Boko Haram has led Nigerians to distrust one another
The terror group, which is affiliated with the Islamic State, has killed about 15,000 people and abducted hundreds of children, men and women in the past six years as it tries to establish an Islamic caliphate in northeast Nigeria. The extremists have burned entire towns and conducted beheadings, rapes, and lootings, among other horrendous violent acts.
The Global Terrorism Index reported last November that Boko Haram ranked as the world’s deadliest terror group in 2014 since it was responsible for as much as 6,644 deaths. Fatalities in hands of these militants increased 317 percent compared to the previous year.
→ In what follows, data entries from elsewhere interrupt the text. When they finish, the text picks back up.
PR #36, opened 2022-09-13
Default renewal time to halfway through certificates lifetime

munnerz:
Since #35, we now rely on the next issuance time being set to properly 'resume' monitoring certificates after a driver restart.

Whilst we have always informed implementors to set the NextIssuanceTime field during their own `writeKeypair` implementation, we don't actually set this field in the core library.

This PR changes the issuance routine to explicitly default the NextIssuanceTime to be halfway through a certificate's lifetime. Implementors are free to override this default in their own `writeKeypair` function (and likely will/do). This serves as a default to avoid invalid/broken states from occurring (e.g. a certificate has been fully issued but the nextIssuanceTime is never set).

### DIFF
--- a/manager/manager.go
+++ b/manager/manager.go
@@ -18,6 +18,8 @@ package manager
 
 import (
 	"context"
+	"crypto/x509"
+	"encoding/pem"
 	"errors"
 	"fmt"
 	"math"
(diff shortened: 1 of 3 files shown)


manager/manager.go
```diff
@@ -336,6 +338,18 @@ func (m *Manager) issue(ctx context.Context, volumeID string) error {
...
+	// Default the renewal time to be halfway through the certificate's duration.
+	// The implementation's writeKeypair function may override this value before
+	// writing to the storage layer.
+	block, _ := pem.Decode(req.Status.Certificate)
+	crt, err := x509.ParseCertificate(block.Bytes)
+	if err != nil {
+		return fmt.Errorf("parsing issued certificate: %w", err)
+	}
+	duration := crt.NotAfter.Sub(crt.NotBefore)
+	midpoint := crt.NotBefore.Add(duration / 2)
```
JoshVanL, line 350: This is different to other implementations across cert-manager, which default to `2/3`rds. Is the rational that csi-lib certs are expected to be shorter lived so there is less wriggle room during renewal?

munnerz: There wasn't particularly clear rationale for 1/2 vs 1/3rd nope. In pretty much all cases this _should_ be set by the `writeKeypair` function, so this should always be overridden. This is more of a safety net.. I'm pretty indifferent either way as to what we default this to, so can change it over to 2/3rds of the way through its life if preferred :)

JoshVanL: Yes please- just to have consistency and rule of least surprise.

munnerz: Done

PR #42, opened 2022-10-21
Make NodePublishVolume blocking if a volume is already ready to request

### LINKED ISSUE #41: Expect ManageVolumeImmediate() is a blocking call that waits for certificate to be issued
`ManageVolumeImmediate()` is introduced in #35. After this PR, we observed **inconsistent** behaviors in following settings:
- Driver's `ContinueOnNotReady` is set to `true`
- Manager's `ReadyToRequestFunc` is set as `AlwaysReadyToRequest`

### **Before**
**New pod won't come up until the certificate is issued / written to host path.** 
Relevant code in `v0.3.0`:
https://github.com/cert-manager/csi-lib/blob/8e344a2d37de27bacb17f8e1d5ddc1f03733351a/driver/nodeserver.go#L96-L102

### **Now**
**New pod can come up before the certificate is issued / written to host path.** 
Relevant code in `main`:
1. `meta.NextIssuanceTime` is set to epoch time.
https://github.com/cert-manager/csi-lib/blob/7dfb05b4437c66ee38004f725ec9b7be80d2280a/driver/nodeserver.go#L71-L77
2. `ManageVolumeImmediate` is called.
https://github.com/cert-manager/csi-lib/blob/7dfb05b4437c66ee38004f725ec9b7be80d2280a/driver/nodeserver.go#L95-L100
3. cert is issued asynchronously in `startRenewalRoutine` call.
https://github.com/cert-manager/csi-lib/blob/7dfb05b4437c66ee38004f725ec9b7be80d2280a/manager/manager.go#L559-L570

### Thoughts
In most cases, this won't be an issue at all. But this inconsistent behavior may break some deployments that don't have checks on cert files (e.g., using init-container). Sample manifest that would get impact on this:
```yaml
...
spec:
  containers:
  - name: sample-app
     ...
     volumeMounts:
     - mountPath: /path/to/file/tls.crt
        name: csi-cert
        subPath: tls.crt
  volumes:
  - csi:
        driver: sample.csi.driver
        readOnly: true
        name: csi-cert
...
```
Since kubelet cannot find the file, it will throw following error and prevent container from starting up:
```yaml
state:
      waiting:
        message: 'failed to start container "ca79b3d8da42ce7f2d92409d0e52260005b1b02a1231997ad3679db95358128f":
          Error response from daemon: failed to create shim task: OCI runtime create
          failed: runc create failed: unable to start container process: error during
          container init: error mounting "/var/lib/kubelet/pods/449f2b9e-e0c5-4781-8177-626984f324bd/volume-subpaths/csi-cert/sample-app/1"
          to rootfs at "/path/to/file/tls.crt": mount /var/lib/kubelet/pods/449f2b9e-e0c5-4781-8177-626984f324bd/volume-subpaths/csi-cert/sample-app/1:/path/to/file/tls.crt
          (via /proc/self/fd/6), flags: 0x5001: not a directory: unknown: Are you
          trying to mount a directory onto a file (or vice-versa)? Check if the specified
          host path exists and is the expected type'
        reason: RunContainerError
```

munnerz:
Previously if the NextIssuanceTime was set to the epoch, ManageVolumeImmediate wouldn't actually block.

Fixes #41 

cc @7ing @JoshVanL

### DIFF
--- a/manager/manager.go
+++ b/manager/manager.go
@@ -557,7 +557,7 @@ func (m *Manager) ManageVolumeImmediate(ctx context.Context, volumeID string) (m
 	}
 
 	// Only attempt issuance immediately if there isn't already an issued certificate
-	if meta.NextIssuanceTime == nil {
+	if meta.NextIssuanceTime == nil || meta.NextIssuanceTime.IsZero() {
 		// If issuance fails, immediately return without retrying so the caller can decide
 		// how to proceed depending on the context this method was called within.
 		if err := m.issue(ctx, volumeID); err != nil {
--- a/test/integration/ready_to_request_test.go
+++ b/test/integration/ready_to_request_test.go
@@ -40,6 +40,81 @@ import (
 	testutil "github.com/cert-manager/csi-lib/test/util"
 )
 
+// Tests to ensure that if a certificate is immediately ready to be requested when NodePublishVolume
+// is called, the call will be blocking until the volume is actually ready.
+func Test_PublishCallBlocksIfReadyToRequestDespiteContinueOnNotReadyTrue(t *testing.T) {
+	store := storage.NewMemoryFS()
+	clock := fakeclock.NewFakeClock(time.Now())
+
+	opts, cl, stop := testdriver.Run(t, testdriver.Options{
+		Store:              store,
+		Clock:              clock,
+		ContinueOnNotReady: true,
+		ReadyToRequest:     manager.AlwaysReadyToRequest,
+		GeneratePrivateKey: func(meta metadata.Metadata) (crypto.PrivateKey, error) {
+			return nil, nil
+		},
+		GenerateRequest: func(meta metadata.Metadata) (*manager.CertificateRequestBundle, error) {
+			return &manager.CertificateRequestBundle{
+				Namespace: "certificaterequest-namespace",
+			}, nil
+		},
+		SignRequest: func(meta metadata.Metadata, key crypto.PrivateKey, request *x509.CertificateRequest) (csr []byte, err error) {
+			return []byte{}, nil
+		},
+		WriteKeypair: func(meta metadata.Metadata, key crypto.PrivateKey, chain []byte, ca []byte) error {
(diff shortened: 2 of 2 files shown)


test/integration/ready_to_request_test.go
```diff
@@ -40,6 +40,78 @@ import (
...
+	defer close(stopCh)
+
+	tmpDir, err := os.MkdirTemp("", "*")
+	if err != nil {
+		t.Fatal(err)
+	}
+	defer os.RemoveAll(tmpDir)
+	ctx, cancel := context.WithTimeout(context.Background(), time.Second*10)
+	defer cancel()
+	_, err = cl.NodePublishVolume(ctx, &csi.NodePublishVolumeRequest{
```
JoshVanL, line 89: Could you add a comment here saying that this is the function that is going to block, then another above the read file below saying that we can immediately check because it blocks.

The test wasn't super clear the first time I read through it.

manager/manager.go
```diff
@@ -556,8 +556,9 @@ func (m *Manager) ManageVolumeImmediate(ctx context.Context, volumeID string) (m
 		return true, fmt.Errorf("reading metadata: %w", err)
 	}
 
+	epoch := time.Time{}
 	// Only attempt issuance immediately if there isn't already an issued certificate
-	if meta.NextIssuanceTime == nil {
+	if meta.NextIssuanceTime == nil || *meta.NextIssuanceTime == epoch {
```
JoshVanL, line 561: (*meta.NextIssuanceTime).IsZero()

JoshVanL (changes requested):
Makes sense 👍

7ing (approved):
lgtm, thanks @munnerz

test/integration/ready_to_request_test.go
munnerz: Done

manager/manager.go
munnerz: Done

The trauma Nigerians have faced throughout the years of suffering under Boko Haram has caused severe distrust among them, especially towards those who have returned home after spending a long time as prisoners of the militants. In fact, the military said the man who described himself as the husband of Ms. Ali is a suspected Boko Haram fighter, according to a report by The New York Times.
As for civilians, many of them do not even trust the girl out of fear that she might be used by militants to hurt more people. The Islamist insurgents have recently used a large number of women and girls as suicide bombers and hundreds of people have been killed in attacks carried out in schools and markets.
“I will never trust them,” Adamu Isa, a market vendor, told The New York Times. “The government should detain them for the rest of their lives”, he said, referring to anyone who had ever been kidnapped by Boko Haram.